▶ **Action item**: Reproduce each line from the records that holds "gradle".
┌──
PR #824, opened 2024-08-30
When frequency of session template is more than 4 weeks it was causing a bug of not displaying the session template

adaviesMOJ:
This was due to how we aligned the date with the closest day of the week matching the template and the booking window start date.

Rework the logic to first align the date and then loop through using the frequency to get first future date.

Currently this is a crude fix, we're looking into optimising as templates can be created many years ago and this wouldn't be suitable for those due to the while loop constantly checking.

### DIFF
--- a/gradle.properties
+++ b/gradle.properties
@@ -6,3 +6,4 @@
 #
 # To stop the dps-gradle-spring-boot project from overwriting any project specific customisations here, remove the
 # warning at the top of this file.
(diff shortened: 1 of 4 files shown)


dhirajshettymoj (dismissed):
LGTM

dhirajshettymoj (approved):
LGTM

tpmcgowan (approved):

dhirajshettymoj (approved):
LGTM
└──
▶ **Worked solution**:
--- a/gradle.properties
+++ b/gradle.properties
 # To stop the dps-gradle-spring-boot project from overwriting any project specific customisations here, remove the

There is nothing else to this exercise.